I’m sure Apple will continue to be very successful for many years to come and I expect to buy many products in the future as well (after all, Microsoft and Google don’t feel much better). I’ll surely even give some of those products glowing reviews on this very blog. And yet, I do wonder if the Apple enthusiast crowd as we know is in permanent decline.

You don’t need Daring Fireball, Panic, ATP, Birchtree, or anyone else like us to be massively financially successful (just look at Microsoft and Samsung), but I do find it a bit sad to see Apple stroll down the road to being a totally heartless mega corp like the rest. Why does Apple feel it’s worth trashing their relationship with creators and developers so that they can take 30% of the money I pay an up-and-coming creator who is trying to make rent in time each month?

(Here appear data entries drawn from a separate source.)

PR #27108, opened 2024-02-14
chore: Ensure local (tox) Python testing is somewhat akin to remote (GitHub actions)

john-bodley:
### SUMMARY

It _really pains_ me that local and remote CI testing is quite different which results in numerous wasted cycles. A case in point is for major refactors I often run tests locally (which are invoked via `tox`), however when running the following (as part of another PR), 

```
 tox -e py39 -- tests/unit_tests/security/manager_test.py
```

the test would fail—due to a UNIQUE constraint violation—as the unit tests expect that the database schema/records are not defined, though the `tox` `testenv` environment runs the following commands prior to invoking `pytest`,

```
superset db upgrade
superset init
```

and thus one cannot [redefine](https://github.com/apache/superset/blob/master/tests/unit_tests/security/manager_test.py#L247-L263) the `Alpha` role.  Personally—per a line item I've added to the monthly Superset Meetup—I think we shouldn't differentiate between unit and integration tests and ensure that any setup works for any and all tests.

This PR simply ensures that all Python tests (be that local or remote) are invoked via the `python_tests.sh` script. This should work under the condition that you're running either the unit tests or integration tests, but not both.

Finally I've moved the loading of test users to leverage the `load-test-users` CLI command. 

### TESTING INSTRUCTIONS

CI.

### ADDITIONAL INFORMATION

- [ ] Has associated issue:
- [ ] Required feature flags:
- [ ] Changes UI

### DIFF
--- a/scripts/python_tests.sh
+++ b/scripts/python_tests.sh
@@ -26,10 +26,13 @@ export LD_PRELOAD=/lib/x86_64-linux-gnu/libstdc++.so.6
 export SUPERSET_CONFIG=${SUPERSET_CONFIG:-tests.integration_tests.superset_test_config}
 export SUPERSET_TESTENV=true
 echo "Superset config module: $SUPERSET_CONFIG"
-
-superset db upgrade
-superset init
-
 echo "Running tests"
 
-pytest --durations-min=2 --maxfail=1 --cov-report= --cov=superset ./tests/integration_tests "$@"
+if [[ $@ =~ "integration_tests" ]]; then
+    superset db upgrade
+    superset init
+    superset load-test-users
+    pytest --durations-min=2 --maxfail=1 --cov-report= --cov=superset "$@"
+else
+    pytest --durations-min=0.5 --cov-report= --cov=superset "$@"
+fi
--- a/tox.ini
+++ b/tox.ini
@@ -21,11 +21,7 @@
 basepython = python3.9
 ignore_basepython_conflict = true
 commands =
-    superset db upgrade
-    superset init
-    # use -s to be able to use break pointers.
-    # no args or tests/* can be passed as an argument to run all tests
-    pytest -s {posargs}
+    {toxinidir}/scripts/python_tests.sh {posargs}
 deps =
     -rrequirements/testing.txt
 setenv =
@@ -51,6 +47,7 @@ usedevelop = true
 allowlist_externals =
     npm
     pkill
+    {toxinidir}/scripts/python_tests.sh
 
 [testenv:cypress]
 setenv =
--- a/.github/workflows/superset-python-integrationtest.yml
+++ b/.github/workflows/superset-python-integrationtest.yml
@@ -72,7 +72,7 @@ jobs:
       - name: Python integration tests (MySQL)
         if: steps.check.outcome == 'failure'
         run: |
-          ./scripts/python_tests.sh
+          ./scripts/python_tests.sh tests/integration_tests
       - name: Upload code coverage
         if: steps.check.outcome == 'failure'
         run: |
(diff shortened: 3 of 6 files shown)


tox.ini
```diff
@@ -23,6 +23,7 @@ ignore_basepython_conflict = true
 commands =
     superset db upgrade
     superset init
+    superset load-test-users
```
michael-s-molina, line 26: This order is different than the one specified by [Integration Testing](https://github.com/apache/superset/blob/master/CONTRIBUTING.md#integration-testing) in `CONTRIBUTING.md`. 

In the same file we have:

```
# Create default roles and permissions
superset init
```
Could you check if only the roles and permissions are created by `superset init` but not their associations with users? If the associations are also handled by `superset init` we would need to load the test users before that step.

john-bodley: @michael-s-molina my original intent was to follow the order you outlined in the `CONTRIBUTING.md` (which is referenced in a few places), however CI fails with the following, 

```
self = <tests.integration_tests.sqllab_tests.TestSqlLab testMethod=test_query_admin_can_access_all_queries>

    def test_query_admin_can_access_all_queries(self) -> None:
        """
        Test query api with all_query_access perm added to
        Admin and make sure only Admin queries show up. This is the default
        """
        # Test search_queries for Admin user
        self.run_some_queries()
        self.login("admin")
    
        url = "/api/v1/query/"
        data = self.get_json_resp(url)
>       self.assertEqual(3, len(data["result"]))
E       AssertionError: 3 != 2
```

I looked into this previously, but couldn't find a resolution. I suspect this is just one of a magnitude of gremlins we have in the code base due to us not adhering to best practices. Previously the test users used to be loaded as part of the integration tests, i.e., after the `superset init` and I suspect there's likely some weird race condition.

john-bodley: @michael-s-molina my original intent was to follow the order you outlined in the `CONTRIBUTING.md` (which is referenced in a few places), however CI fails with the following, 

```
self = <tests.integration_tests.sqllab_tests.TestSqlLab testMethod=test_query_admin_can_access_all_queries>

    def test_query_admin_can_access_all_queries(self) -> None:
        """
        Test query api with all_query_access perm added to
        Admin and make sure only Admin queries show up. This is the default
        """
        # Test search_queries for Admin user
        self.run_some_queries()
        self.login("admin")
    
        url = "/api/v1/query/"
        data = self.get_json_resp(url)
>       self.assertEqual(3, len(data["result"]))
E       AssertionError: 3 != 2
```

I looked into this previously, but couldn't find a resolution. I suspect this is just one of a magnitude of gremlins we have in the code base due to us not adhering to best practices. Previously the test users used to be loaded as part of the integration tests, i.e., after the `superset init` and I suspect there's likely some weird race condition.

scripts/python_tests.sh
```diff
@@ -26,10 +26,13 @@ export LD_PRELOAD=/lib/x86_64-linux-gnu/libstdc++.so.6
...
 echo "Running tests"
 
-pytest --durations-min=2 --maxfail=1 --cov-report= --cov=superset ./tests/integration_tests "$@"
+if [[ $@ =~ "integration_tests" ]]; then
+    superset db upgrade
+    superset init
+    superset load-test-users
+    pytest --durations-min=2 --maxfail=1 --cov-report= --cov=superset "$@"
+else
+    pytest --durations-min=0.5 --cov-report= --cov=superset "$@"
```
michael-s-molina, line 37: Previously, unit tests also included `./tests/common` for coverage reports.

`pytest --durations-min=0.5 --cov-report= --cov=superset ./tests/common ./tests/unit_tests --cache-clear`

michael-s-molina: There was also a `--cache-clear` which I don't know if it was relevant.

michael-s-molina:
I also noticed that CI didn't run the `Python-Unit / unit-tests` on this PR. Could you confirm if they were skipped correctly or if they should have run?

john-bodley:
@michael-s-molina and @mistercrunch this can probably be closed in favor of https://github.com/apache/superset/pull/29382 if we opt to use `act` rather than `tox` for testing locally.

mistercrunch:
making great progress and loving `act` so far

If Homer was trying to start an internet business today, Tim Cook would be the one smashing up his home office and declaring he didn’t get rich by writing a lot of checks1.

I’ve all but checked out on the Apple community these days. I still follow a few choice folks like David Smith and John Siracusa, but the overall tone of most Apple pundits today feels like that of a kid who was bullied in high school and became the bully’s boss.

Here’s my problem: Apple makes the best products out there today, and they know it. They deserve to be rewarded financially for this, but the problem is that they don’t know when to stop.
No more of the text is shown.